We all saw what happened to the Ravens' pass rush last year when Terrell Suggs went down, but Za'Darius Smith is a year older, Elvis Dumervil should be healthier and the Ravens added three pass rushers in the draft. The Ravens are thin at inside linebacker as it is, so losing C.J. Mosley for any length of time would be a blow. However, I still believe the Ravens could have a solid run defense without Mosley because of how stout they are along the defensive line. But with all due respect to Shareece Wright, the Ravens don't have another big and physical corner that can match up with the opponent's top receiver like Smith can.

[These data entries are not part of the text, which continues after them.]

PR #3444, opened 2025-06-16
Publish to new Maven Central

### LINKED ISSUE #3398: Deal with sunset of OSSRH

LorenzoBettini:
Closes #3398 

- added missing `<name>` for deployable artifacts
- removed stale information (e.g., distribution management)
- added also the new Maven Central snapshot repository (besides the old one)
- updated the wizard
- exclude artifacts that we don't want to deploy (the only exceptions are the features with the same artifact id as the bundles that must be deployed, see https://github.com/eclipse-xtext/xtext/issues/3398#issuecomment-2970520389)

**WARNING**: I have the feeling that the main plugin configuration must be done in the aggregator project, `full.releng`, but I'm not sure about that. The documentation is not clear about that, and in my projects the parent is also the aggregator, while it's not the case in this project.
I'm afraid the only way to check that is to merge this PR and see which snapshot artifacts are deployed from JIRO.
For this, we should merge this PR ASAP.


org.eclipse.xtext.xtext.wizard/src/org/eclipse/xtext/xtext/wizard/ParentProjectDescriptor.xtend
```diff
@@ -457,6 +457,17 @@ class ParentProjectDescriptor extends ProjectDescriptor {
 						</repository>
```
cdietrich, line 460: whaout about other places e.g. line 98, 450, 473

org.eclipse.xtext.full.releng/pom.xml
```diff
@@ -162,4 +162,246 @@
...
+				<plugins>
+					<plugin>
+						<groupId>org.sonatype.central</groupId>
+						<artifactId>central-publishing-maven-plugin</artifactId>
+						<version>0.7.0</version>
+						<extensions>true</extensions>
+						<configuration>
+							<publishingServerId>central</publishingServerId>
+							<excludeArtifacts>
+								<excludeArtifact>
```
cdietrich, line 181: wonder how to check this list below

cdietrich:
you mentioned a problem with duplicate artifact ids, is this resovled?

org.eclipse.xtext.full.releng/pom.xml
```diff
@@ -162,4 +162,246 @@
...
+									org.eclipse.xtend.lib.tests
+								</excludeArtifact>
+								<excludeArtifact>
+									org.eclipse.xtend.m2e
+								</excludeArtifact>
+								<excludeArtifact>
+									org.eclipse.xtend.sdk
+								</excludeArtifact>
+								<excludeArtifact>
+									org.eclipse.xtend.standalone
```
cdietrich, line 212: wired name @szarnekow

org.eclipse.xtext.xtext.wizard/src/org/eclipse/xtext/xtext/wizard/ParentProjectDescriptor.xtend
LorenzoBettini: Concerning gradle, I had missed that one. Done that in https://github.com/eclipse-xtext/xtext/pull/3444/commits/6842ac913eb7d4c0e3e5189dbde2be05782bb4ff

Concerning the disabling of snapshot repositories (line 450 https://github.com/eclipse-xtext/xtext/blob/47c9c9d6bd98b502707c23538c5df091f071a009/org.eclipse.xtext.xtext.wizard/src/org/eclipse/xtext/xtext/wizard/ParentProjectDescriptor.xtend#L450) that was required due to some artifacts/plugins; that's not required for the new Central snapshot repository, because the new snapshot repository is not dragged in automatically by the culprit plugins/dependencies.

Concerning line 473: as in other parts, including our POM, I enabled the new snapshot repository but also keep the old one because not every snapshot artifacts will be immediately migrated to the new one.

org.eclipse.xtext.full.releng/pom.xml
LorenzoBettini: As I said above:

> I'm afraid the only way to check that is to merge this PR and see which snapshot artifacts are deployed from JIRO.
For this, we should merge this PR ASAP.

After all, they're just snapshots

LorenzoBettini:
> you mentioned a problem with duplicate artifact ids, is this resovled?

No, not yet. For the time being, we'll deploy also 3 artifacts related to features. Only 3 of them are affected by the problem: if we skipped them, we'd skip also the homonimous bundles.

org.eclipse.xtext.full.releng/pom.xml
LorenzoBettini: Did you mean "weird"?
That bundle is now empty and hasn't been deployed to Maven for a long time.

LorenzoBettini:
@cdietrich if you don't mind, I'll merge this PR and see what happens in Jenkins.

cdietrich:
yes
but i am still confused about the wizards
see

https://github.com/xtext/xtext-reference-projects/commit/3f83f81157611d15f67cead3a290d5f5ff583998

org.eclipse.xtext.full.releng/pom.xml
cdietrich: its called standlone

org.eclipse.xtext.xtext.wizard/src/org/eclipse/xtext/xtext/wizard/ParentProjectDescriptor.xtend
cdietrich: https://github.com/xtext/xtext-reference-projects/commit/3f83f81157611d15f67cead3a290d5f5ff583998

there i update more files as you did in the test expectation

LorenzoBettini: The wizard tests never use snapshots so expectations didn't need an update. If that's what you meant.

org.eclipse.xtext.full.releng/pom.xml
LorenzoBettini: IIRC, that was used long ago before the maven plug-in. It's now empty and contains only dependencies. I think it was also deprecated.

LorenzoBettini:
It fails with:

```
[ERROR] Failed to execute goal org.apache.maven.plugins:maven-deploy-plugin:3.0.0:deploy (default-deploy) on project xtext-parent: Deployment failed: repository element was not specified in the POM inside distributionManagement element or in -DaltDeploymentRepository=id::url parameter
```

So it does not pick the new plugin correctly.

I'll have to look at that.

I'll do further experiments, but I'll have to merge to master then.

cdietrich:
@LorenzoBettini in the root i see
central-publishing-maven-plugin
in the pluginMgmt only and not in the build

how does the full deploy parent interit stuff to that one?

LorenzoBettini:
> @LorenzoBettini in the root i see central-publishing-maven-plugin in the pluginMgmt only and not in the build
> 
> how does the full deploy parent interit stuff to that one?

That indeed was my mistake and my misunderstanding.

I thought that with pluginManagement section, when the plugin kicked in from the releng it would work; again, my misunderstanding due to the poor documentation.

I've merged https://github.com/eclipse-xtext/xtext/pull/3446 and it goes better, but now there are problems from the Maven Central side I'm afraid.

PR #3446, opened 2025-06-16
Publish to new Maven Central (2nd attempt)

LorenzoBettini:


LorenzoBettini:
Now the new plugin kicks in correctly, and it seems to skip the artifacts as requested.

It fails in the end with

```
[ERROR] Failed to execute goal org.sonatype.central:central-publishing-maven-plugin:0.7.0:publish (injected-central-publishing) on project org.eclipse.xtext.p2repository: org.apache.maven.artifact.deployer.ArtifactDeploymentException: Failed to deploy artifacts: Could not find artifact org.eclipse.xtext:org.eclipse.xtext.purexbase:xml.asc:p2artifacts:2.40.0-20250616.191026-1 in central (https://central.sonatype.com/repository/maven-snapshots/)
```

But even from my local machine I cannot access snapshots from that URL.
I guess they have a few problems right now.
Even https://central.sonatype.com/service/rest/repository/browse/maven-snapshots gives a 404.

Guess we have to try again tomorrow.

PR #3448, opened 2025-06-19
bump to clipse.org/releases/2025-09

cdietrich:


org.eclipse.xtext.xtext.ui.examples/projects/domainmodel/org.eclipse.xtext.example.domainmodel.releng/pom.xml
```diff
@@ -242,6 +242,17 @@
 			<releases><enabled>false</enabled></releases>
 			<snapshots><enabled>true</enabled></snapshots>
 		</repository>
+		<repository>
```
cdietrich, line 245: @LorenzoBettini i found this one was missing in your orignal pr
see my comment on the ref projects pr

LorenzoBettini: @cdietrich 

It was missing because I thought snapshots were disabled in domainmodel.

Indeed they are a few lines above: https://github.com/eclipse-xtext/xtext/blob/f1d94c3351725b4b0e8ead8ec5c4c0af1bbdd8d5/org.eclipse.xtext.xtext.ui.examples/projects/domainmodel/org.eclipse.xtext.example.domainmodel.releng/pom.xml#L215
where we have:

```xml
		<repository>
			<id>ossrh-snapshots</id>
			<name>ossrh-snapshots</name>
			<releases>
				<enabled>false</enabled>
			</releases>
			<snapshots>
				<enabled>false</enabled>
			</snapshots>
			<url>http://oss.sonatype.org/content/repositories/snapshots</url>
		</repository>
```

I had seen that part and thought snapshots were disabled.

So there's still a mistake: either they are enabled and the above part must be removed, or they are disabled so a few lines below they must be disabled as well (and the additional central snapshots are not needed).

cdietrich: Am Even more confused we have it multiple times with different ids maybe Claude Bad references Somewhere

LorenzoBettini: "Claude"?

Anyway, yes, that's the mistake. I seem to understand that in the Xtext git repository domainmodel is without snapshots enabled. Snapshots for domainmodel are used only in Xtext reference projects, at least that was my understanding.

Note that when they are disabled above there's a comment (by me): we were explicitly disabling because of a bad behavior of the old exec-maven-plugin.

cdietrich: Smartphone autocorrect. Cause . We had to disable some repos . Don’t remember why . Commit with false false might explain. GitHub blames an smartphones bad idea

cdietrich: the comment indeed says the false false pairs are there to prevent some transitive mess (i assume by id)

PR #3454, opened 2025-06-23
Parent POM for features that must be published as Maven artifacts

LorenzoBettini:


LorenzoBettini:
I also specified in the description that it is not meant to be used as a Maven dependency.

Sure, Smith hasn't proven he can stay healthy or be a shutdown corner on a consistent basis. But he's the best the Ravens have at the position, and he has played at a high level before. The Cincinnati Bengals have A.J. Green, the Pittsburgh Steelers have Antonio Brown and the Cleveland Browns will now presumably have Josh Gordon after Week Four. The Ravens this year will also have to match up against Sammy Watkins, Allen Robinson, Amari Cooper, DeSean Jackson, Odell Beckham Jr., Brandon Marshall, Dez Bryant, Jarvis Landry, Julian Edelman and Jordan Matthews. It isn't fair to put those matchups all on Smith, but if he's not on the field or not playing like he's capable of, the Ravens are going to have a real hard time slowing any of those guys down.

Underrated Raven

In case you missed this last week, Pete Prisco, a national columnist for CBS Sports, put out his annual overrated and underrated list for each team. Not only did he select nose tackle Brandon Williams as the Ravens' most underrated player, he also billed Williams as the most underrated player in the NFL. I don't know from a league-wide perspective, but Williams would probably be my choice for the Ravens' most underrated player as well with honorable mentions going to Lawrence Guy and Kamar Aiken. As for the Ravens' most overrated player, Prisco chose Dumervil, who is coming off a six-sack season.

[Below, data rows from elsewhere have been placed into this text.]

PR #3458, opened 2025-06-24
updated for the org.eclipse.xtext groupId

### LINKED ISSUE #3455: Ref Project Wizard Test Problems
xtextProject_webIntegration_withMaven_plain
fails with the newest snapshot

cc @LorenzoBettini

LorenzoBettini:
Closes #3455

Unfortunately, I cannot put 2.40.0 in the version range, because we're still use SNAPSHOT

### DIFF
--- a/org.eclipse.xtend.m2e/lifecycle-mapping-metadata.xml
+++ b/org.eclipse.xtend.m2e/lifecycle-mapping-metadata.xml
@@ -2,7 +2,7 @@
   <pluginExecutions>
     <pluginExecution>
       <pluginExecutionFilter>
-        <groupId>org.eclipse.xtend</groupId>
+        <groupId>org.eclipse.xtext</groupId>
         <artifactId>xtend-maven-plugin</artifactId>
         <versionRange>[2.2.0,)</versionRange>
         <goals>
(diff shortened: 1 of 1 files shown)


org.eclipse.xtend.m2e/lifecycle-mapping-metadata.xml
```diff
@@ -2,7 +2,7 @@
   <pluginExecutions>
     <pluginExecution>
       <pluginExecutionFilter>
-        <groupId>org.eclipse.xtend</groupId>
+        <groupId>org.eclipse.xtext</groupId>
         <artifactId>xtend-maven-plugin</artifactId>
```
cdietrich, line 6: @HannesWell
i wonder if we should add two entries here, one with the old and one with the new groupId
would this work in backwards comp. way?

HannesWell: > @HannesWell i wonder if we should add two entries here, one with the old and one with the new groupId would this work in backwards comp. way?

That should probably work, although I'm not absolutely sure if there is an error if the plugin is not found.
But you can check that very quickly when you implement this.

LorenzoBettini:
Thank you @HannesWell . I tried as you said and it does not complain about the old plugin not found.

@cdietrich I've updated the PR accordingly. I also added the two other plugins' goals for exclusion (`xtend-test-install-debug-info` and `xtend-install-debug-info`), to avoid warnings on the POM.

szarnekow (approved):
Let's give it a try.

PR #3465, opened 2025-07-03
Allow usage of Read/Write Request with an own RequestManager

rubenporras:


rubenporras:
For https://github.com/eclipse-xtext/xtext/issues/3456

org.eclipse.xtext.ide/src/org/eclipse/xtext/ide/server/concurrent/RequestManager.java
```diff
@@ -55,25 +53,17 @@ public void shutdown() {
 		parallel.shutdown();
 		cancel();
 	}
-
```
cdietrich, line 69: @szarnekow now do we deal with these removals api wise?

szarnekow: I'm wondering the same

szarnekow: Question: Do you think it'd help to keep the overloaded constructors in the ReadRequest and WriteRequest with a RequestManager instead of an AbstractRequestManager?

org.eclipse.xtext.ide/src/org/eclipse/xtext/ide/server/concurrent/AbstractRequestManager.java
```diff
@@ -0,0 +1,45 @@
...
+	}
+	
+	protected final OperationCanceledManager getOperationCanceledManager() {
+		return operationCanceledManager;
+	}
+
+	/**
+	 * Check if the given throwable is an indicator for a cancellation.
+	 */
+	public boolean isCancelException(Throwable t) {
```
szarnekow: Preferably protected.

org.eclipse.xtext.ide/src/org/eclipse/xtext/ide/server/concurrent/RequestManager.java
rubenporras: Are you thinking about an API removal because we break with this PR binary compatibility?

org.eclipse.xtext.ide/src/org/eclipse/xtext/ide/server/concurrent/IRequestManager.java
```diff
@@ -0,0 +1,36 @@
...
+import org.eclipse.xtext.xbase.lib.Functions.Function0;
+import org.eclipse.xtext.xbase.lib.Functions.Function1;
+import org.eclipse.xtext.xbase.lib.Functions.Function2;
+
+/**
+ * @author Rub�n Porras Campo - Initial Contribution and API
+ * 
+ * @since 2.40
+ */
+public interface IRequestManager {
```
szarnekow, line 23: Now we should start using IRequestManager instead of RequestManager in LanguageServerImpl?

Should this interface be annotated with `@ImplementedBy(AbstractRequestManager.class)`

org.eclipse.xtext.ide/src/org/eclipse/xtext/ide/server/concurrent/AbstractRequestManager.java
```diff
@@ -0,0 +1,45 @@
...
+import java.util.concurrent.CompletionException;
+
+import org.eclipse.xtext.service.OperationCanceledManager;
+
+/**
+ * @author Rub�n Porras Campo - Initial Contribution and API
+ *
+ * @since 2.40
+ */
+public abstract class AbstractRequestManager implements IRequestManager {
```
szarnekow, line 20: Should this class be annotated with @ImplementedBy(RequestManager.class)

org.eclipse.xtext.ide/src/org/eclipse/xtext/ide/server/concurrent/IRequestManager.java
rubenporras: I can do that in the next iteration of the PR

org.eclipse.xtext.ide/src/org/eclipse/xtext/ide/server/concurrent/RequestManager.java
szarnekow: Yes. I think we need to make a judgement call here. I believe it's ok to break binary compatibility for the hierarchy around AbstractRequest

org.eclipse.xtext.ide/src/org/eclipse/xtext/ide/server/concurrent/IRequestManager.java
rubenporras: You are right that there should be a binding (to the `RequestManager`, not the `AbstractRequestManager`, the later cannot be injected). I prefer to put the binding in the module and that is part of my updated PR.

org.eclipse.xtext.ide/src/org/eclipse/xtext/ide/server/concurrent/RequestManager.java
rubenporras: Are you any further with this?

szarnekow: We had to postpone the committer call to Friday this week. I'll get back to you

szarnekow: We are fine with this binary incompatibility. Adopters will need to make a minor adjustment to their code if they are already using a custom implementation in rare cases. That’s ok.

rubenporras: Hi @szarnekow ,

Is there anything to do on this PR? I think I have already addressed all your comments in the last iteration of the PR on the 14th of July.

org.eclipse.xtext.ide/src/org/eclipse/xtext/ide/server/ServerModule.java
```diff
@@ -32,5 +34,6 @@ protected void configure() {
 		bind(IMultiRootWorkspaceConfigFactory.class).to(MultiRootWorkspaceConfigFactory.class);
 		bind(IProjectDescriptionFactory.class).to(DefaultProjectDescriptionFactory.class);
 		bind(IContainer.Manager.class).to(ProjectDescriptionBasedContainerManager.class);
+		bind(IRequestManager.class).to(RequestManager.class);
```
szarnekow, line 37: Smol refinement:
Please bind IRequestManager to the new AbstractRequestManager and that one to RequestManager.

org.eclipse.xtext.ide/src/org/eclipse/xtext/ide/server/concurrent/RequestManager.java
szarnekow: One point remaining about the Guice bindings.

org.eclipse.xtext.ide/src/org/eclipse/xtext/ide/server/ServerModule.java
rubenporras: @szarnekow: may I ask what is the advantage of binding the `AbstractRequestManager` and that one to `RequestManager` compared to the most straightforward version of directly binding the `RequestManager`?

szarnekow: It avoids an unfortunately common pitfall. Instead of injecting the interface in a hierarchy Class -> AbstractClass -> Interface, people sometimes accidentally inject the base class.

That being said, it would lead to a runtime error since the base class is abstract in this case. So I'll merge as is.

rubenporras: Thanks for the explanation.

PR #238, opened 2024-09-17
Upgrade Node 15.x to 18.x

Zburatorul:
Builds started failing for several reasons including Github action version deprecation, changes to mypy, and beancount 3 getting released.
These are the minimal changes I identified for the workflow to succeed.

Things that will need more work:
We need to decide if we want to take beancount 3 as a dependency or stick with <3. If we move to 3 we need to move from beancount.ingest to beangulp. An additional issue popped when I tried that which is that `journal_editor_test.py` was failing due to the `__automatic__` tag. Unclear what that has to do with beancount 3 but it is so.

There are some other mypy failures I had to suppress related to abstract classes. Threads online provide mixed advice and it seems the consensus is that it may be a mypy issue.

### DIFF
--- a/.github/workflows/build.yml
+++ b/.github/workflows/build.yml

Should Ravens add a return man?

Wide receiver/return man Devin Hester's release today by the Atlanta Falcons has spurred another set of questions about whether the Ravens should add a more accomplished return man. I've been consistent in saying this, but I don't believe the Ravens have enough roster flexibility to be able to keep a player strictly for returns.

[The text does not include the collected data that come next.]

Issue #241, opened 2024-10-25
Pluggable/determinstic processing feature request|


DarrenRiedlinger:
Would you be open to a feature or PR that would provide hooks for user_defined deterministic processing of matched transactions, thereby skipping the UI review?  This would be similar to the need in #229 but extend it further.  

In my use case, I have tons of transactions that are easily/reliably handled by a deterministic approach, but which take significant time to review.  Many of these also end up as split transactions that aren't easily handled in the UI--but are easily handled in separate, deterministic code. However, they still benefit from using the source importers and existing/duplicate txn removal provided by this project.  I'm currently handling this by doing an initial pre-import step in my launch script. That pre-import script 1) directly instantiates the Reconciler object, 2) gets it's computed list of pending_entries, 3) does some custom matching/processing on those pending_entries, and 4) then writes just those transactions it matched/processed out to the ledger with appropriate postings and metadata.  I can then re-start everything using the normal web-ui script and any transactions I previously handled automatically get removed as existing transactions.  This works, but seems a bit inelegant.

That said, even if you're open to a PR but I'm the one writing it, I'm a bit lost how to best integrate that into the existing code, so would need some pointers unless someone else takes that up.  Ie. wrapping loaded_reconciler.pending_entries with a hook for some user-defined deterministic processing seems straightforward.  But I'm a bit lost on how the change staging is getting done within the journal_editor.py and how to cleanly handle directly writing the matched/custom processed transactions to the ledger without messing anything else up.  I'm currently just directly printing to the output file selected from reconciler.entry_file_selector using beancount.parser.printer.print_entry(entry), but not sure if that would play nice with the rest of the project code.  Thanks.

Zburatorul:
Hi @DarrenRiedlinger,
I would welcome such a feature at least because I too have many deterministic transactions. I am not familiar with the part of the logic you have questions on. I am happy to review PRs and otherwise test.

DarrenRiedlinger:
Thanks! I'll take a stab at it and submit a PR when I have a chance.

Zburatorul:
Can you share your branch in the meantime? I'd love to take a look.

DarrenRiedlinger:
[...]

PR #243, opened 2024-11-27
Added deterministic preprocessor functionality

DarrenRiedlinger:
Proposed solution for issue #241 allowing user-defined, deterministic preprocessing of imported sources.

Rather than having the pre-processing logic hard-coded within the reconcile.py, I settled on a minimal approach where reconcile.py is just very slightly modified with a hook to pass the LoadedReconciler instance to a user-defined preprocessor function.

That user-defined preprocessor function can be any user-supplied function.  It has full access to the LoadedReconciler state, so it can directly modify the list of pending_entries, and also has access to the JournalEditor class for writing entries to the appropriate ledger.  So it hopefully allows for many use-cases.

For simple use cases, I also created a separate BasePreprocessor class and a TransactionRuleMixin.  User-defined preprocessors that subclass from these can specify pre-processing rules in a dictionary-like fashion

E.g.

```
from beancount_import.preprocessor import BasePreprocessor, TransactionRuleMixin, PreprocessingRule

rules = [
    PreprocessingRule(
        source_name="venmo",
        transaction_narration="Tutoring",
        posting_meta={"venmo_description": "Tutoring"},
        target_account="Expenses:Tutoring",
        action="record",
    ),
]


class RuleBasedPreprocessor(TransactionRuleMixin, BasePreprocessor):
    def preprocess(self) -> None:
        self.apply_rules(rules)
```

And this can be passed to the webserver like so:
```
beancount_import.webserver.main(
    ...
    preprocessor=RuleBasedPreprocessor,
    )
```

Let me know your thoughts on this approach.
If I had React experience + time it would be nice to also allow creating PreprocessingRules based on the selected pending entry directly within the web-ui, but that's unfortunately beyond what i can handle at the moment.


Zburatorul:
Finally got to try this. Worked pretty well! The example you gave in the comment above was very helpful. It would have taken a lot longer to figure out how to set it up. 
Could you add an example folder in [here](https://github.com/jbms/beancount-import/tree/master/examples) or some text in that README?

I haven't reviewed the code itself yet. Tests are failing on `list[]` vs `typing.List[]`

DarrenRiedlinger:
Great. Yeah, traveling this weekend so might be a couple days till I get to
it, but happy to add a more prominent example.

Also, since I submitted, I noticed some issues with updating the
pending_data of the passed LoadedReconciler instance that has to do with
whether those attributes get passed by reference or value and then whether
the changes “stick” outside the Preprocessor. I think it doesn’t need a big
change to fix, but need to dig into what exactly is happening when I have a
moment.

Thanks

Zburatorul:
Did you end up sorting out the reference/copy issue?

PR #250, opened 2025-05-01
Some Ideas on how to fix gh build / mypy type errors

bkleinen:
I've been working with this module for about three years now (just with amazon source), and am currently facing new import errors with multiple shipment orders. In order to fix them, I would like to do some refactoring and need working tests, so I looked into the gh actions and tried to figure out why they started failing a while ago. The only explanation I found was that the mypy module was updated several times, and as there seems to be no version locking in tox the error could have been introduced by a mypy upgrade. I introduced version locking with pipenv, decided to go ahead with mypy and rather fix/ignore the errors, but still think version locking is immanent as beancount 3 was released this january.

This PR contains a lot of changes, it would be great to hear what you think about it, and if needed I can split it up and remove my personal taste stuff (like Makefile or testloop.sh).

- imho the current dependency management had no way to fix to specific versions
- replaced with pipenv
- added Makefile for local runs
- started to fix mypy errors in one file, ignore others
- add beautiful soup proxy to locate not Null checks for bs4 in one place: beancount_import/api_proxies/beautifulsoup.py
- add testloop.sh


bkleinen:
I've added a new gh workflow to test out the dependency management with pipenv: 
https://github.com/bkleinen/beancount-import/actions/workflows/test-pipenv.yml
- the other workflow(s) have not yet been fixed.

jbms:
Thanks for working on this 

What do you think about using uv instead?  I have switched a number of projects to use it and found it to be extremely good.

bkleinen:
> What do you think about using uv instead? I have switched a number of projects to use it and found it to be extremely good.

https://github.com/astral-sh/uv ? I had a brief look, seems pretty good, but also very new? 
My personal opinion is that I don't see why the 10-100% is needed (in a small project),
and I'm hesitant to switch to a new tool and would rather stick with the currently 
widely-used option. But then it doesn't really matter as long as the dependency versions can be locked.

bkleinen:
as this pr contains 3 different things (mypy fix, pipenv, and Makefile/testloop.sh) I've split it in three parts. 
1. mypy fix: new PR #251 
2. pipenv build: https://github.com/beancount-stuff/beancount-import/tree/build_with_pipenv (no pr as windows build is not working. )
3. my personal stuff: https://github.com/beancount-stuff/beancount-import/tree/my_tools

In the current NFL with new rules and strategies in place that have further lessened the impact a return man can have on a game, I'm not sure it even makes sense to use a precious 53-man spot on an exclusive return man. At this point, it appears the Ravens' three top choices at returner are Michael Campanaro, Keenan Reynolds and Kaelin Clay. All three, and probably a couple of other players, will get plenty of return opportunities in training camp workouts and the preseason. Ultimately, though, it might come down to what player or players the coaching staff feels can help them in not only the return game but on offense.

Bring the heat

The forecast for the Ravens' first three training camp practices in Owings Mills: 92 degrees and partly cloudy on Thursday, 88 with potential morning thunderstorm on Friday and 89 and partly cloudy on Saturday. The Ravens will start practice at 9 a.m. each day, which will allow them to avoid being on the field during the hottest part of the day, but the conditioning level of the players will surely be tested early with those temperatures.

PUP clarification

I wanted to clarify something from the other day. The six players the Ravens placed on the physically unable to perform list – Trent Richardson, Steve Smith Sr., Breshad Perriman, Suggs and Dumervil – do count toward the team's 90-man roster. The Ravens cannot temporarily replace those players on the roster until they get healthy. Still, even with those six counting toward the 90-man roster, the Ravens still have one opening they can fill before Thursday's first official full-squad practice.